- [SOURCE MATERIAL]:

PR #177, opened 2016-08-11
Implement Space Age

IanWhitney:
First version that passes the tests.

This first commit is intended so we can discuss the crate's API and the tests. There are two decisions I made here that I can see people finding odd.

1. Creating each class as a separate struct.
 - I did this because I want students to learn about traits. Obviously they'll have do deal with the `From` trait, but I can also see implementations grappling with shared behavior between the various planets that can be handled via traits.
2. ~~Testing that a struct is equal to a float~~ This was dumb

I'm not bound to either of these decisions, but they were intentional.

### To Do Before Merge

- [x] Confirm API makes sense
- [x] Add test helper that can compare floats
-  ~~Update example code to implement `From<u64>` and `From<f64>` generically~~ Skipping, not necessary and probably requires the `num` crate anyway.
- [x] Can we add to Readme with links to Traits & From?
- [x] Placing it in the problem order

### DIFF
--- a/exercises/space-age/tests/space-age.rs
+++ b/exercises/space-age/tests/space-age.rs
@@ -1,0 +1,69 @@
+extern crate space_age;
+
+use space_age::*;
+
+fn assert_in_delta(expected: f64, actual: f64) {
+    let diff: f64 = expected - actual.abs();
+    let delta: f64 = 0.01;
+    if diff > delta {
+        panic!("Your result of {} should be within {} of the expected result {}",
+               actual,
+               delta,
+               expected)
+    }
+}
+
+#[test]
+fn earth_age() {
+    let duration = Duration::from(1_000_000_000);
+    assert_in_delta(31.69, Earth::years_during(&duration));
+}
+
+#[test]
+#[ignore]
+fn mercury_age() {
+    let duration = Duration::from(2_134_835_688);
+    assert_in_delta(280.88, Mercury::years_during(&duration));
+}
+
+#[test]
+#[ignore]
+fn venus_age() {
+    let duration = Duration::from(189_839_836);
+    assert_in_delta(9.78, Venus::years_during(&duration));
+}
+
+#[test]
+#[ignore]
+fn mars_age() {
+    let duration = Duration::from(2_329_871_239);
+    assert_in_delta(39.25, Mars::years_during(&duration));
+}
+
+#[test]
+#[ignore]
+fn jupiter_age() {
+    let duration = Duration::from(901_876_382);
+    assert_in_delta(2.41, Jupiter::years_during(&duration));
+}
+
+#[test]
+#[ignore]
+fn saturn_age() {
+    let duration = Duration::from(3_000_000_000);
+    assert_in_delta(3.23, Saturn::years_during(&duration));
+}
+
+#[test]
+#[ignore]
+fn uranus_age() {
+    let duration = Duration::from(3_210_123_456);
+    assert_in_delta(1.21, Uranus::years_during(&duration));
+}
+
+#[test]
+#[ignore]
+fn neptune_age() {
+    let duration = Duration::from(8_210_123_456);
+    assert_in_delta(1.58, Neptune::years_during(&duration));
+}
--- a/config.json
+++ b/config.json
@@ -26,6 +26,7 @@
     "robot-simulator",
     "queen-attack",
     "sublist",
+    "space-age",
     "allergies",
     "variable-length-quantity",
     "phone-number",
--- a/exercises/space-age/Cargo.lock
+++ b/exercises/space-age/Cargo.lock
@@ -1,0 +1,4 @@
+[root]
+name = "space-age"
+version = "0.0.0"
+
--- a/exercises/space-age/Cargo.toml
+++ b/exercises/space-age/Cargo.toml
@@ -1,0 +1,3 @@
+[package]
+name = "space-age"
+version = "0.0.0"
--- a/exercises/space-age/example.rs
+++ b/exercises/space-age/example.rs
@@ -1,0 +1,79 @@
+pub struct Duration {
+    seconds: f64,
+}
+
+impl From<u64> for Duration {
+    fn from(s: u64) -> Self {
+        Duration { seconds: s as f64 }
+    }
+}
+
+impl From<f64> for Duration {
+    fn from(s: f64) -> Self {
+        Duration { seconds: s }
+    }
+}
+
+pub trait Planet {
+    fn orbital_duration() -> Duration;
+    fn years_during(d: &Duration) -> f64 {
+        d.seconds / Self::orbital_duration().seconds
+    }
+}
+
+pub struct Mercury;
+pub struct Venus;
+pub struct Earth;
+pub struct Mars;
+pub struct Jupiter;
+pub struct Saturn;
+pub struct Uranus;
+pub struct Neptune;
+
+impl Planet for Mercury {
+    fn orbital_duration() -> Duration {
+        Duration::from(7600543.81992)
+    }
+}
+
+impl Planet for Venus {
+    fn orbital_duration() -> Duration {
+        Duration::from(19414149.052176)
+    }
+}
+
+impl Planet for Earth {
+    fn orbital_duration() -> Duration {
+        Duration::from(31557600)
+    }
+}
+
+impl Planet for Mars {
+    fn orbital_duration() -> Duration {
+        Duration::from(59354032.69008)
+    }
+}
+
+impl Planet for Jupiter {
+    fn orbital_duration() -> Duration {
+        Duration::from(374355659.124)
+    }
+}
+
+impl Planet for Saturn {
+    fn orbital_duration() -> Duration {
+        Duration::from(929292362.8848)
+    }
+}
+
+impl Planet for Uranus {
+    fn orbital_duration() -> Duration {
+        Duration::from(2651370019.3296)
+    }
+}
+
+impl Planet for Neptune {
+    fn orbital_duration() -> Duration {
+        Duration::from(5200418560.032)
+    }
+}
--- a/exercises/space-age/src/lib.rs
+++ b/exercises/space-age/src/lib.rs
@@ -1,0 +1,35 @@
+// The code below is a stub. Just enough to satisfy the compiler.
+// In order to pass the tests you can add-to or change any of this code.
+#![allow(unused_variables)]
+
+pub struct Duration;
+
+impl From<u64> for Duration {
+    fn from(s: u64) -> Self {
+        unimplemented!()
+    }
+}
+
+pub trait Planet {
+    fn years_during(d: &Duration) -> f64 {
+        unimplemented!();
+    }
+}
+
+pub struct Mercury;
+pub struct Venus;
+pub struct Earth;
+pub struct Mars;
+pub struct Jupiter;
+pub struct Saturn;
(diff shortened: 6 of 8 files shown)


IanWhitney:
I wouldn't spend much time looking at the example code yet. It's not meant to be good. Just there to get the tests passing.

petertseng:
I have observations, but not necessarily positions on how things should be done. I will give the obesrvations, and maybe come back in a day with positions when I have had time to think about them.

> Testing that a struct is equal to a float

Currently, we would have to accept that the example's partial equivalence is not symmetric, which is contrary to https://doc.rust-lang.org/core/cmp/trait.PartialEq.html .

We can see that if we changed one of the assertions from `assert_eq!(age, 31.69);` `assert_eq!(31.69, age);` it would be a compilation error! Well, we would fix the error if the example would also define `impl PartialEq<EarthAge> for f64`, etc.

Although the symmetricity would not get tested unless we explicitly have assertions both ways in our tests. So I guess one question is "the tests don't require that the partial equivalence is symmetric; should they?"

The same goes for transitivity if `f64` defines its equivalence to other types - then for the partial equivalence to be transitive `*Age` would have to define its equivalence to those other types as well. But would we even want to test that?

Huh. This gets quite verbose quite the more types we wish to define as equal to one another, since O(n^2) pairs of `eq` functions need to be defined, it seems...! I wonder how others have dealt with this problem?

I wonder what it would be if the various `*Age` were equatable to just each other, though maybe that would make it `derive`able, contrary to one of the stated goals.

IanWhitney:
Yeah, I had already decided that my Value Object idea was terrible. This is just more evidence to support that. I'll switch that part of the implementation.

petertseng:
BUT YOU FORGOT PLUTO :trollface: 

I am obviously joking, but I am (and I guess that you are also) old enough to have grown up with Pluto being a planet.

I will attempt the exercise myself and see what I think of the idea of using this exercise for traits. The stub file is very verbose. I will attempt to curb the verbosity when I implement, but of course we can't guarantee that all students will think this way. Perhaps that has to be left to discussion on the site.

If I can't find a way to curb the verbosity, then I would question the choice to make each `*Age` a different type.

petertseng:
Life would probably be better if there was a tolerance on the expected values

```thread 'earth_age' panicked at 'assertion failed: `(left == right)` (left: `31.688087`, right: `31.69`)', tests/space-age.rs:8```

I don't think I should be required to round that

**Comment by petertseng** [comment]
the `#[derive(Debug)]` can probably be removed?

**Comment by petertseng** [comment]
The least-repetitive I came up with: https://gist.github.com/petertseng/0b3928f0ee8881e94bf654d3f2153df9

Repeating `X` and `XAge` on the same line is unfortunate, but I didn't find a way around it.

**Comment by IanWhitney** [comment]
Macro rules. Interesting! Never occurred to me.

I think my approach looks something like this:

 https://gist.github.com/9a9ddb50afd08f4ae5a20258c056916b

My least favorite part of it is that the `Planet` trait has to define a `seconds` function that ends up being an alias for the `seconds` value. Maybe there's a way around that, but I don't know what it is.

I will also have to implement `From<u64>` for each individual planet, right? Though maybe there's a way to make that generic over each T: Planet?

Questions like that are why I structured the tests the way I did, honestly. I want to push students towards thinking about generics, traits and code reuse. To me that's how we make this problem interesting and valuable to people learning Rust.

**Comment by petertseng** [comment]
> Macro rules. Interesting! Never occurred to me.

I only use them to take care of the duplication that I could not avoid.
All other duplication was avoided with the `Planet` trait.
Someone could ostensibly write the entire thing in a macro (`From<u64>` and `years` for each individual planet).
I would consider that bad style and too much to put in a macro: If it can be done outside of a macro, do so.
(But enough soap-boxing from me)

> I will also have to implement `From<u64>` for each individual planet, right? Though maybe there's a way to make that generic over each `T: Planet`?

There absolutely is. See the `impl <T: Planet> From<u64> for Age<T>` if you need, though I would encourage a search for other solutions in addition - perhaps there are other ways! The desire to avoid that duplication was what drove me to start my solution.

> Questions like that are why I structured the tests the way I did, honestly. I want to push students towards thinking about generics, traits and code reuse. To me that's how we make this problem interesting and valuable to people learning Rust.

You certainly got me interested and made me learn a few things, so you have me convinced.

**Comment by IanWhitney** [comment]
Over the course of several hours I worked on a long comment explaining why this approach wouldn't work. Turns out I [rubber ducked myself](https://en.wikipedia.org/wiki/Rubber_duck_debugging)

I think this does what I want

https://play.rust-lang.org/?gist=9e1acfeae7ebfdc7dd8176c1c015adb9&version=stable&backtrace=0

It's pretty different from the first approach. After working on this a few ways, I realized that at its core, the problem has a couple of concepts

- Durations (seconds, orbital lengths [i.e., years])
- Planets

The language of the exercise makes you think about "Years" as a property of a person, or some other object separate from a Planet. So I kept trying to put that logic somewhere outside of Planet.

But a "year" is the same as a planetary orbit, and it makes perfect sense to ask a planet how many orbits it's made in a duration. Hence the `orbits_during` function. And the trait can easily provide a default implementation for that function that works for all `<T: Planet>`

I would like to combine the 2 implementations of `From` for `Duration` , but found differing advice on how to declare a function generic over numeric types.

Planets have orbital lengths. And durations-in-seconds can be converted to durations-in-years, but only if you provide the planet.

From (and Into) only convert _one_ type into another. But taking a durations-in-seconds and getting a duration-in-years requires two: the seconds and the planet. So I can't use From to give me:

```rust
YearDuration::from(seconds, planet)
```

And I can't think of a single type that really encapsulates the idea of a number of years spent on a specific planet. Well, I can, but it doesn't seem like a sensible type. It seems like an unnecessary conflation of two types just so that I can use the `from` trait.

The crate [Chrono](https://lifthrasiir.github.io/rust-chrono/chrono/index.html) has some similar concerns, as it has to [create DateTime values from more than one input](https://lifthrasiir.github.io/rust-chrono/chrono/datetime/struct.DateTime.html#method.parse_from_str). So I'm thinking that might be the best approach here.

IanWhitney:
> Life would probably be better if there was a tolerance on the expected values

Looking at the Ruby implementation they can use the `assert_in_delta` method. Rust doesn't have that, but it's easy enough to add.

IanWhitney:
I've updated the implementation. And I've put a To Do list at the [top of the PR](https://github.com/exercism/xrust/pull/177#issue-170561347) so that I can track progress.

IanWhitney:
Problem order specified. I think its current position is OK.

exercises/space-age/tests/space-age.rs
```diff
@@ -0,0 +1,81 @@
...
+// https://doc.rust-lang.org/book/guessing-game.html#generating-a-secret-number
+//
+extern crate space_age;
+extern crate num;
+
+use std::fmt::Display;
+use space_age::*;
+use num::{Float, NumCast};
+
+fn assert_in_delta<T: Float + Display>(expected: T, actual: T) {
```
petertseng: I suppose I'm not afraid to add a dependency if it's necesary (that's what cargo is for) but I want to hear the explanation for why it is necesary, rather than have `fn assert_in_delta(expected: f64, actual: f64)`. What does the bound of `Float` get us that we will not otherwise have? Does it allow students more flexibility in the return type of their `years_during` function?

IanWhitney: Maybe there's an aspect of Rust I'm missing here. I want this function to accept both f32 and f64 and the only way I could see to do that is by using the `Float` trait in `num`

Also, the `NumCast` part of `num` comes in pretty handy.

IanWhitney:
One of the to-do items has baffled me

> Update example code to implement From<u64> and From<f64> generically

I've tried tackling this a variety of ways, all with no luck. Anyone know how to implement From for all numeric types? I would thinks something like:

```rust
impl<T: Num> From<T> for Duration {
  fn from(s: T) -> Self {
    Duration { seconds: s }
  }
}
```

Would work. But no. I get "non-scalar cast: `T` as `f64`". I think I'm getting the syntax wrong, but I'm not sure how.

exercises/space-age/tests/space-age.rs
petertseng: > I want this function to accept both f32 and f64

Is that because you think students may change `years_during` to return an `f32` instead of an `f64` (as it is so defined in the stub file) and you want to be prepared for this situation?

IanWhitney: Hmm. I swear I was having problems with comparisons in some cases, but now I can't re-create them. I'll drop the crate and see if I run into any problems.

IanWhitney:
I'm on the fence about 81fa6eeab0caa8dd2a48729480fc46fa5170dbba. Interested in what others think of the idea.

If we're OK with the API then this should be ready to go.

petertseng:
I know you aren't thinking about the genericity over `u64` and `f64` anymore, but you weren't alone on that "non-scalar cast": https://github.com/rust-lang/rust/issues/31174#issuecomment-174481550

I do suppose the `num` crate would have done it, but then we'd be including the `num` crate for the example only (it's not used by the test), and I wonder whether it would confuse students to see the crate and wonder whether they have to use it. We're [not the only track with this problem](https://github.com/exercism/xhaskell/pull/189#discussion_r70165604) either.

I have no complaints about the problem placement or topics.md

I imagine there may be questions like "why isn't `Planet` just an `enum` and the interface `years_on(p: Planet, seconds: u64)`?!" or "does it make sense that they're separate types if there's only one of each panet", but that will probably have to be the way things be if taking this approach. I'm not opposed.

exercises/space-age/tests/space-age.rs
```diff
@@ -0,0 +1,69 @@
...
+               actual,
+               delta,
+               expected)
+    }
+}
+
+#[test]
+fn earth_age() {
+    let duration = Duration::from(1_000_000_000);
+    assert_in_delta(31.69, Earth.years_during(&duration));
```
petertseng: interesting point that `Earth.years_during` is used rather than `Earth::years_during`. This is possible because `Earth` is a struct with no members (a [unit-like struct](https://doc.rust-lang.org/book/structs.html#unit-like-structs) in the nomenclature). Doesn't seem to me like these functions need to take a `self` though...

petertseng: This allows for the "unusual" solution of https://gist.github.com/petertseng/ec3887c899f0259661847e8fbfba820d

IanWhitney:
> I imagine there may be questions like "why isn't Planet just an enum and the interface years_on(p: Planet, seconds: u64)?!" or "does it make sense that they're separate types if there's only one of each panet", but that will probably have to be the way things be if taking this approach. I'm not opposed.

I think we're always welcoming of suggested changes like this. We can always point to PRs like this one (or the commit history) to say, "Here was the goal of this API". And if people can provide a good alternative that satisfies the same goals, then all the better.

> interesting point that Earth.years_during is used rather than Earth::years_during. This is possible because Earth is a struct with no members (a unit-like struct in the nomenclature). Doesn't seem to me like these functions need to take a self though...

Agreed that `self` is unnecessary here. Commit incoming.
> This allows for the "unusual" solution of https://gist.github.com/petertseng/ec3887c899f0259661847e8fbfba820d

IanWhitney:
Ok. I think this one is winding down so I've rebased down to a single commit. I'll let this PR sit until Friday, August 19th. If nothing comes up, I'll merge it.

- [ACTIVITY]: The expected output is one number: how many lines of the data above hold the string "generically".

- [RESPONSE TO THE EXERCISE]: 2